About 3,000 people gathered on Temple Square recently as part of a large-scale family reunion for the descendants of Henry Grow, a noted Salt Lake Valley architect in the mid-1800s.
Grow is best known for designing and constructing the roof of the Salt Lake City Tabernacle on Temple Square. Originally a bridge builder for the railroad in Pennsylvania, Grow used trusses to construct a roof without interior pillars, as Brigham Young had requested. Grow had five wives and left a large posterity.
Dean Grow and Marcia Nelsonhad been working on the Grow family genealogy together for six years and were talking about planning a reunion in 2017, the 200th anniversary of Henry Grow's birthday. They discussed the idea with Kimberly Herterich, another Henry Grow descendant, who contacted Elder Marlin K. Jensen, of the Seventy who also is serving as historian for The Church of Jesus Christ of Latter-day Saints, only to learn a reunion was already being planned for July 2012. Elder Jensen had already been working with Elder C. Scott Grow, also a member of the Seventy, and Robert Grow.
"We (Marcia, Kimberly and I) decided to get involved," Dean Grow said after relating the story. "We got Robert's phone number and decided we could all work together."

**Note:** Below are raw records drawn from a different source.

PR #4526, opened 2026-06-04
Rework cancellation logic for LayerFeaturesModel searches

uclaros:
Rework of the cancellation logic in `LayerFeaturesModel` feature requests.

Main changes:
- Each search gets its own `QgsFeedback` and `QFutureWatcher` instances.
- To cancel a request we use `QgsFeedback::cancel()` and let the provider stop the iteration.
- Pending request is cancelled when model or layer is destroyed.


app/layerfeaturesmodel.cpp
```diff
@@ -82,70 +102,79 @@ void LayerFeaturesModel::populate()
...
 }
 
 void LayerFeaturesModel::onFutureFinished()
 {
-  QFutureWatcher<QgsFeatureList> *watcher = static_cast< QFutureWatcher<QgsFeatureList> *>( sender() );
-  const QgsFeatureList features = watcher->future().result();
-  beginResetModel();
-  mFeatures.clear();
-  for ( const auto &f : features )
+  QFutureWatcher<SearchResultData> *watcher = static_cast< QFutureWatcher<SearchResultData> *>( sender() );
```
Withalion: Should be dynamic_cast instead

Withalion (approved):
let's rebase before merging

app/layerfeaturesmodel.cpp
uclaros: The sender here is guaranteed to be the future watcher.
I'd argue that actually crashing would be a better choice in case future me tries to call `onFutureFinished()` by other means!

Withalion: Alright, I don't really have a strong argument here. It was also pointed out by [clang-tidy](https://clang.llvm.org/extra/clang-tidy/checks/cppcoreguidelines/pro-type-static-cast-downcast.html)

uclaros: If type safety is the issue, I'd suggest a0a46c05

uclaros:
I switched back to using the `QgsVectorLayerFeatureSource` for iteration instead of the dataSource feature source in 1dbadb5.
Now searching over virtual fields will work again.

IvaKuklica:
Testing Result ✅ PASS
Application:
Device/OS/APP: Samsung Galaxy A53 / Android 15 / MM 2026.3.0 - 826651
Device/OS/APP: IPhone 15 / iOS26.5 / MM 2026.3.0 - 920811

The application has the expected behavior.

PR #4544, opened 2026-06-16
Use fixed pixel distance for line Start and End handles 

### LINKED ISSUE #2280: Geometry editing handles visual problems
There are a few minor things with handles (lines that go from the first and last points in line geometry).

1. Length of handles does not respect a change of scale (when a user zooms in/out). They are updated only when the geometry is changed. See the attached video (it has an old UI)
https://user-images.githubusercontent.com/22449698/191178167-393beea9-2e56-409c-8a49-284af2bc58c8.mp4

2. There is a visual glitch - sometimes one of the handles is just a white line. I can reproduce it in this scenario:
  a. Zoom in enough so that the end of a line feature is outside of the visible canvas
  b. Select the feature
  c. Start editing geometry
  d. When you move to the first handle, it is only a white line (see image below 👇🏻)

### LINKED ISSUE #2612: Time streaming mode problem

uclaros:
Recording map tool Vertices are now re-calculated when the map scale changed.
This allows for line Start and End handles to be rendered at a fixed pixel distance from the start/end of the line.

Peek 2026-06-16 20-34

Also, lays the ground for filtering of segment middle markers based on segment pixel length (not implemented in this PR).

Also fixes the rendering of dashed MMhighlights that are constructed off-screen.

Fixes https://github.com/MerginMaps/mobile/issues/2280


Withalion (approved):
Looks okay, the test require some changes and rebase will be also necessary for builds to pass

PR #4547, opened 2026-06-17
Added 'No value' MM List delegate for filtering

gabriel-bolbotina:
For single/ multi select filter input there was no way to select 'No value' to filter out only the values that do not have anything selected for that field.
Created an MM list delegate component for the No value entry.
In this PR, I implemented it for value relation filtering.


app/qml/filters/components/MMFilterDropdownValueRelationInput.qml
```diff
@@ -109,8 +123,9 @@ Column {
         //
         // Large fids could be converted to scientific notation on their way to cpp,
         // so we convert them to string first in JS.
+        // Null values (representing "No value") are preserved as-is.
         //
-        selectedItems = selectedItems.map( x => x.toString() )
+        selectedItems = selectedItems.map( x => x !== null && x !== undefined ? x.toString() : null )
```
Withalion, line 128:
```suggestion
        selectedItems = selectedItems.map(x => x?.toString() ?? null)
```
nullish coalescence operator (??) does what you are doing here

Withalion (changes requested):
This doesn't look like a good approach. Is there any reason why don't we add the null/empty case to value relation model? We did something similar in unique values model. So, instead of injecting the no value in QML I would have some kind of flag for value relation model, which would tell it to also include null value in it's data. That would also help on the QML side, you wouldn't need to use the header hack and extra component for the delagate.

Also please add a screenshot to the PR description

Withalion:
After discussing it with @tomasMizera we decided to have it done in c++ model, feel free to subclass the value relation model and just add functionality which would handle the null value

PR #4556, opened 2026-06-24
Fix issues found during regression testing for 2026.3.0

Withalion:
Fixes:
1. When creating new project through mobile app, setting values for fields was not registered. No way to add new fields to forms. Was caused by [new behaviour](https://doc.qt.io/qt-6/qml-qtquick-listview.html#delegateModelAccess-prop) in `ListView` since Qt 6.10


tomasMizera (approved):
🤯

PR #4560, opened 2026-06-25
Fix ios photo picker to copy all image types

Withalion:
There as regression where we supported only jpg images, now we should support all types


tomasMizera (approved):
👍🏻

PR #4572, opened 2026-06-30
Feature/clear button for calendar drawers

### LINKED ISSUE #4551: Add clear button for date and date-time form editor drawer
**Context:**  Currently there is no way to set a date/dateTime field to NULL once a value has been picked. Users need a Clear button inside the calendar drawer to reset the field.

**Solution:** Add a Clear button for date and date time form editors to set the value to NULL and collapse the drawer. 

**Implementation hints:**  
- `app/qml/form/editors/MMFormCalendarEditor.qml `and  `app/qml/form/components/MMCalendarDrawer.qml` is where the changes will be made.
- Add a new signal to be fired when the clear button is tapped
- There is a signal that already supports null via its second param in MMFormCalendarEditor:  `root.editorValueChanged( root._fieldValue, true )  // isNull = true` 
- Also, you can take a look how the clear button works in MMFilterDateInput.qml lines 62-94 for filter date fields or the Clear button in Value Map/ Relation editor.

**Acceptance criteria:**
- The button appears on the top left corner of the calendar form editor
- Once pressed, the value is set to NULL and the form editor drawer collapses 
- The design of the button follows the Figma designs that can be found here: https://www.figma.com/design/d78a4ehBBgK6MyxCTuCAqg/Mobile-App?node-id=6993-24415&m=dev

xkello:
### Problem
1. There was no way to remove value/set it as null for date field in calendar drawers. Users had to reopen the drawer by creating exactly the same point on the map for example.

2. Clearing the date field is causing runtime error.

---

### Solution
1. Added a clear button in the drawer in header space. 

2. Added guards which check for `undefined` and `null`  `_fieldValue` before assigning `dateTime` in calendar drawer.

---

### Behavior
- When user opens calendar drawer, there is a **Clear** button in the top left corner, which both closes the calendar drawer and resets the value of date field when used. 
- When calendar date value is empty, the clear button is not vissible.

---

### Images for part 1
- Tall and wide screen behavior with filled date field:
image
image

<br>

- Screen behavior when date field is empty:
image

---

### Video for part 1
[Screencast From 2026-06-30 17-43-27.webm](https://github.com/user-attachments/assets/54474d2a-012a-4f2b-83ff-8a4cd851d692)


app/qml/form/components/MMCalendarDrawer.qml
```diff
@@ -22,13 +22,29 @@ MMComponents.MMDrawer {
   property alias hasDatePicker: dateTimePicker.hasDatePicker
   property alias hasTimePicker: dateTimePicker.hasTimePicker
   property bool showSeconds: false
+  property bool fieldValueIsNull: true
```
Withalion: no need to have another property just set the value to null

app/qml/form/components/MMCalendarDrawer.qml
```diff
@@ -22,13 +22,29 @@ MMComponents.MMDrawer {
...
 
   signal primaryButtonClicked
+  signal clearButtonClicked
```
Withalion, line 28: maybe at this point we can have just one signal which says user finished picking the value

app/qml/form/components/MMCalendarDrawer.qml
```diff
@@ -22,13 +22,29 @@ MMComponents.MMDrawer {
...
 
   dim: true
 
   drawerHeader.title: root.title
 
+  drawerHeader.topLeftItem.visible: !root.fieldValueIsNull
```
Withalion: visibility based on dateTime value

app/qml/form/components/MMCalendarDrawer.qml
Withalion: I see that now this was mentioned in the ticket to create it

app/qml/form/components/MMCalendarDrawer.qml
```diff
@@ -22,13 +22,29 @@ MMComponents.MMDrawer {
...
+  drawerHeader.topLeftItemContent:
+    MMComponents.MMButton {
+      text: qsTr("Clear")
+      type: MMButton.Types.Tertiary
+      fontColor: __style.darkGreyColor
+      fontColorHover: __style.nightColor
+
+      onClicked: {
```
Withalion, line 41: I would change the the value to `null` here

Withalion: Or empty `Date()`

app/qml/form/editors/MMFormCalendarEditor.qml
```diff
@@ -122,6 +127,13 @@ MMPrivateComponents.MMBaseSingleLineInput {
     }
   }
 
+  function hasValidFieldValue() {
+    return root._fieldValueIsNull
+        || root._fieldHasMixedValues
+        || root._fieldValue === undefined
+        || root._fieldValue === null
```
Withalion: For the future this can be replaced with `??` (nullish coalescence operator), it probably won't simplify it here

app/qml/form/editors/MMFormCalendarEditor.qml
```diff
@@ -96,15 +96,20 @@ MMPrivateComponents.MMBaseSingleLineInput {
...
       hasTimePicker: root.includesTime
       showSeconds: root.showSeconds
+      fieldValueIsNull: root._fieldValueIsNull
 
       onPrimaryButtonClicked: {
         root.newDateSelected( dateTime )
       }
 
+      onClearButtonClicked: {
+        root.editorValueChanged( root._fieldValue, true )
```
Withalion: currently the actual value doesn't change we just flag it as null no?

Withalion (commented):
Welcome to the jungle!

Withalion:
Also the the clear text is not horizontally aligned with the rest of header and the text color is wrong

app/qml/form/components/MMCalendarDrawer.qml
xkello: null throws error as `date property` cannot hold `null value`.
`new Date()` would work but `close()` destroys the instance right after so it would not make sense to add it as it would be cleared right after closing the window

app/qml/form/editors/MMFormCalendarEditor.qml
```diff
@@ -122,6 +127,12 @@ MMPrivateComponents.MMBaseSingleLineInput {
     }
   }
 
+  function hasValidFieldValue() {
+    return root._fieldValueIsNull
+        || root._fieldHasMixedValues
+        || (root._fieldValue ?? null) === null
```
Withalion:
```suggestion
        || root._fieldValue ?? true
```
this should be the same

app/qml/form/editors/MMFormCalendarEditor.qml
```diff
@@ -122,6 +127,12 @@ MMPrivateComponents.MMBaseSingleLineInput {
     }
   }
 
+  function hasValidFieldValue() {
```
Withalion: It would make more sense to call it invalid values

app/qml/form/editors/MMFormCalendarEditor.qml
```diff
@@ -96,15 +96,20 @@ MMPrivateComponents.MMBaseSingleLineInput {
...
       hasTimePicker: root.includesTime
       showSeconds: root.showSeconds
+      showClearButton: root._fieldValueIsNull
 
       onPrimaryButtonClicked: {
         root.newDateSelected( dateTime )
       }
 
+      onClearButtonClicked: {
+        root.editorValueChanged( undefined, true )
```
Withalion: is there a reason we can't use null? If not then let's prefer using null

app/qml/form/editors/MMFormCalendarEditor.qml
Withalion, line 1: can you as well purge the `openCalendar()` method only keep `forceActiveFocus()` and then from `openPicker()` take the contents and put everything in `openCalendar()`. Remove `openPicker()`

app/qml/form/components/MMCalendarDrawer.qml
```diff
@@ -22,12 +22,27 @@ MMComponents.MMDrawer {
...
   property bool showSeconds: false
+  property bool showClearButton: true
 
   signal primaryButtonClicked
+  signal clearButtonClicked
 
   dim: true
 
   drawerHeader.title: root.title
+  drawerHeader.topLeftItem.visible: !root.showClearButton
```
Withalion: the logic of visibility is opposite to the naming of the variable, it should match

Withalion (commented):
The clear button doesn't work for calendar drawers in filters, but that might be intentional.

Please also rebase on current master

Withalion (approved):

PR #7, opened 2018-09-05
Handle network CIDR properly

vikaschoudhary16:


enxebre:
This is an improvement over what we have.
Caveats:
- This is not releasing ips, if the machine controller gets restarted for any reason there'll be overlap
- Ideally we should be able to instantiate a "libvirt manager" object when creating a new actuator and bury the offset variable and the logic around it at the libvirt manager level
- We should be able to put somenthing dynamic in place similar to 
https://github.com/dmacvicar/terraform-provider-libvirt/blob/2150005da77ddc623992685a8a574c8c170c37e6/libvirt/resource_libvirt_domain.go#L1401-L1423

PR #11, opened 2018-09-10
use official rh tooling image

paulfantom:
Same as in https://github.com/openshift/cluster-api-provider-aws/pull/40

Members of the reunion committee used as variety of methods — including genealogy charts and information, obituaries, findagrave.com, death records, white pages and social media — to track down living descendants of Henry Grow. Nelson created a website to keep the records organized in a database and contacted people through ancestry.com. Dean Grow assisted Nelson in research, and Herterich manages a Facebook page for Henry Grow Jr.
"Marcia put in a Herculean effort; sometimes she said (she spent) 20 hours researching in a day," Dean Grow said.
When they began last winter, Nelson said she had entered 2,400 people in the database, including ancestors as well as descendants. Today, the database has more than 12,000 people listed.
"Those 10 months (of preparation) were surreal," Nelson said. "A lot of times I was up until 1 a.m. ...It was almost like a treasure hunt challenge."
Robert Grow, who served as committee chair for the 2012 reunion, said the Internet has been instrumental in helping the family reconnect.
"We couldn't have done this 20 years ago. There weren't all the databases," Robert Grow said in an interview prior to the reunion which was July 26-27. "The wonderful thing about communication is there will be sort of a virtual reunion going on that's bigger than this one."